One of the keys to successful health care innovation is the freeing-up of data, according to Todd Park, chief technology officer for the federal HHS.
“We are working on so many exciting things right now, but the initiative we’re most excited about is the health data initiative,” Park said. “We are unleashing the power of open data and open innovation.”
Park was one of a group of experts who convened in Sacramento Wednesday for a health information technology forum put on by the Center for Health Improvement. One of the co-sponsors was the California HealthCare Foundation, which publishes California Healthline.
The idea, Park said, is to make health information data more available, and then letting American innovators use the information to improve health care across the country.
“It’s incredibly simple and incredibly cheap,” Park said. “We’re taking existing data and making it more accessible, into machine readable data, which just means taking it out of PDFs and into XML or Excel spreadsheets.”
Park has a long list of innovations that have sprung from this open-data approach, including seeing patient satisfaction numbers show up on the online Bing search engine page, when people research where to go to get health care. The public health applications are endless, he said, such as the app that links GPS data to asthma medication use that helps people identify the recurring asthma-inducing trouble spots in their day.
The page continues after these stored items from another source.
PR #4654, opened 2023-02-02
feat: Collect Lambda Authorizers under the Auth property for Serverless resources

lucashuy:
This change updates the SAM API provider logic to add and collect Lambda Authorizers that are defined under the `Auth` and `Authorizers` section in the properties of Serverless resources.

Updates existing logic to also search in the above keys for `AWS::Serverless::Api`, `AWS::Serverless::HttpApi`, and `AWS::Serverless::Function`

#### Mandatory Checklist

- [x] Write/update unit tests
- [x] `make pr` passes
- [ ] Write documentation


samcli/lib/providers/sam_api_provider.py
```diff
@@ -98,6 +115,100 @@ def _extract_from_serverless_api(
         collector.stage_variables = stage_variables
         collector.cors = cors
 
+        auth = properties.get(SamApiProvider._AUTH, {})
+        if auth:
+            if auth.get(SamApiProvider._DEFAULT_AUTHORIZER):
+                collector.set_default_authorizer(logical_id, auth.get(SamApiProvider._DEFAULT_AUTHORIZER))
+
+            self._extract_authorizers_from_props(logical_id, auth, collector, Route.API)
```
mndeveci, line 123: nit: early exit might improve the readability (getting rid of one of the nested if statements). There is also one below with very similar logic, we can apply there as well if we decide to.
```suggestion
        auth = properties.get(SamApiProvider._AUTH, {})
        if not auth:
            return
        
        if auth.get(SamApiProvider._DEFAULT_AUTHORIZER):
            collector.set_default_authorizer(logical_id, auth.get(SamApiProvider._DEFAULT_AUTHORIZER))

        self._extract_authorizers_from_props(logical_id, auth, collector, Route.API)
```

samcli/lib/providers/sam_api_provider.py
```diff
@@ -98,6 +115,100 @@ def _extract_from_serverless_api(
...
+                # but the V2 still expects "$"
+                prefix = HTTP_IDENTITY_SOURCE_PREFIX if event_type == Route.HTTP else ""
+
+                for context in identity_object.get(SamApiProvider._IDENTITY_CONTEXT, []):
+                    identity_sources.append(f"{prefix}context.{context}")
+
+                for stage_variable in identity_object.get(SamApiProvider._IDENTITY_STAGE, []):
+                    identity_sources.append(f"{prefix}stageVariables.{stage_variable}")
+
+                payload_version = identity_object.get(SamApiProvider._AUTHORIZER_PAYLOAD, "1.0")
```
mndeveci, line 182: nit: I saw V1 was added as constant in this or previous PR, can we use that?

samcli/lib/providers/sam_api_provider.py
```diff
@@ -98,6 +115,100 @@ def _extract_from_serverless_api(
         collector.stage_variables = stage_variables
         collector.cors = cors
 
+        auth = properties.get(SamApiProvider._AUTH, {})
+        if auth:
+            if auth.get(SamApiProvider._DEFAULT_AUTHORIZER):
```
moelasmar, line 120: why not to make it in one if statement?
```
if auth and auth.get(SamApiProvider._DEFAULT_AUTHORIZER):
```

samcli/lib/providers/sam_api_provider.py
```diff
@@ -98,6 +115,100 @@ def _extract_from_serverless_api(
...
+        authorizers: Dict[str, Authorizer] = {}
+
+        for auth_name, auth_props in auth.get(SamApiProvider._AUTHORIZERS, {}).items():
+            authorizer_type = auth_props.get(SamApiProvider._FUNCTION_TYPE, LambdaAuthorizer.TOKEN).lower()
+            identity_object = auth_props.get(SamApiProvider._IDENTITY, {})
+
+            function_arn = auth_props.get(SamApiProvider._FUNCTION_ARN)
+
+            if not function_arn:
+                LOG.info("Authorizer '%s' is currently unsupported (must be a Lambda Authorizer), skipping", auth_name)
```
moelasmar, line 154: Is it appropriate to change the log statement from an info log to a debug log? My concern is that if the project has multiple Lambda functions, the log output could become overwhelming.

samcli/lib/providers/sam_api_provider.py
```diff
@@ -98,6 +115,100 @@ def _extract_from_serverless_api(
...
+
+            if not function_name:
+                LOG.warning("Unable to parse the Lambda ARN for Authorizer '%s', skipping", auth_name)
+                continue
+
+            if authorizer_type == LambdaAuthorizer.REQUEST or event_type == Route.HTTP:
+                identity_sources = []
+
+                for query_string in identity_object.get(SamApiProvider._IDENTITY_QUERY, []):
+                    identity_sources.append(f"{prefix}request.querystring.{query_string}")
```
moelasmar, line 167: in my opinion, the following way is more readable. 
```
identity_sources = [f"{prefix}request.querystring.{query_string}" for query_string in identity_object.get(SamApiProvider._IDENTITY_QUERY, [])]
```

samcli/lib/providers/sam_api_provider.py
lucashuy: Yup, the constant was added in a previous PR but I can copy that over here/wait for the previous one to go in.

samcli/lib/providers/sam_api_provider.py
lucashuy: Yeah, the same concern/questions were brought up in a previously merged in PR about too many/too few log statements. One idea we could do, is to change these over to debug statements and add some logic to just do a single info log at the end to let them know there are unsupported authorizers in the template.

samcli/lib/providers/sam_api_provider.py
```diff
@@ -143,6 +254,13 @@ def _extract_from_serverless_http(
         collector.stage_variables = stage_variables
         collector.cors = cors
 
+        auth = properties.get(SamApiProvider._AUTH, {})
+        if auth:
+            if auth.get(SamApiProvider._DEFAULT_AUTHORIZER):
```
moelasmar, line 259: Please combine these in one if condition.

moelasmar (approved):
it looks good to me with some minor comments.

samcli/lib/providers/sam_api_provider.py
```diff
@@ -98,6 +115,100 @@ def _extract_from_serverless_api(
...
+                LOG.info("Authorizer '%s' is currently unsupported (must be a Lambda Authorizer), skipping", auth_name)
+                continue
+
+            function_name = LambdaUri.get_function_name(function_arn)
+
+            if not function_name:
+                LOG.warning("Unable to parse the Lambda ARN for Authorizer '%s', skipping", auth_name)
+                continue
+
+            if authorizer_type == LambdaAuthorizer.REQUEST or event_type == Route.HTTP:
```
moelasmar, line 163: can we extract the if/else bodies to functions to increase the readability

samcli/lib/providers/sam_api_provider.py
```diff
@@ -98,6 +117,179 @@ def _extract_from_serverless_api(
...
+            The type of API this is (API or HTTP API)
+
+        Returns
+        -------
+        LambdaAuthorizer
+            The request based Lambda Authorizer object
+        """
+        payload_version = properties.get(SamApiProvider._AUTHORIZER_PAYLOAD)
+
+        if payload_version is not None and not isinstance(payload_version, str):
```
sriram-mv, line 157: I wonder for validation overall, for this PR and other PRs, it might be easier if we have a validation decorator with a certain set of rules that we can attach to a given function. This gives a cleaner delineation between validation logic and the business logic.

Looks to me, most of the validation is around the args themselves.

sriram-mv (approved):
Approving.

1/ Being thoughtful about logging is important as its our signal to users on what's happening on the process.
2/ Validation logic could be made as a decorator with `x` rules as input, I like that its a separate class in the other PR.

samcli/lib/providers/sam_api_provider.py
lucashuy: Thats a good callout about validation vs business logic. Its not ideal since we in each instance (authorizers under `Properties`, as a CFN resource, under Swagger) very slight variations in the keys and some slight variation in the expected type/format.

Moving this validation logic out is probably best done once that other PR is merged in to reuse that class.

samcli/lib/providers/sam_api_provider.py
lucashuy: Opted to change some of the LOGs (leaving the one about not being to parse ARN) to debugs. Since we also have an authorizer linking step, the user will be alerted there if someone is wrong, so debug output in this PR is suitable.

The question for California is: Can this same approach be taken on a statewide level?
The short answer is yes, according to Andy Krackov of the Lucile Packard Foundation for Children’s Health: “If the federal government can do it, then we can, too,” he said.
But it could be a little trickier than what the feds are doing, according to panelist Toby Ewing, a consultant with the state Senate Governance and Finance Committee.
“The value of information that California has is more useful than the information that finds its way to federal agencies,” Ewing said. “In some ways, we have much more detailed and nuanced information.”
That doesn’t mean it’s not doable, but it will take some thought, he said. “We have to do something differently,” Ewing said. “I donât know if we’ve come to that level yet. … There’s this realization that harnessing information will help us. But we’re just not at this tipping point yet.”
In general, there is a willingness to “free the data” — but carefully, according to Ron Spingarn of the California Office of Statewide Health Planning and Development.
“The devil’s in the details, and the details are in data,” he said. “It is important to tease out what the intent of the original law was, and what the intent of the original data was. I think there’s a conflict between someone’s great intentions, and the reason some data laws were generated in the first place.”
Park’s advice was: “Start small. Take all the data that you have on PDFs, that are public documents right now, and change them to Excel or XML. And start from there.”
Some panelists said that sounded good to them.
“We sometimes see data sharing as an impossible challenge,” Ewing said. “But we’d like to figure out. How do we design the rules to help rather than make things harder? How do we design the rules to make the job easier?”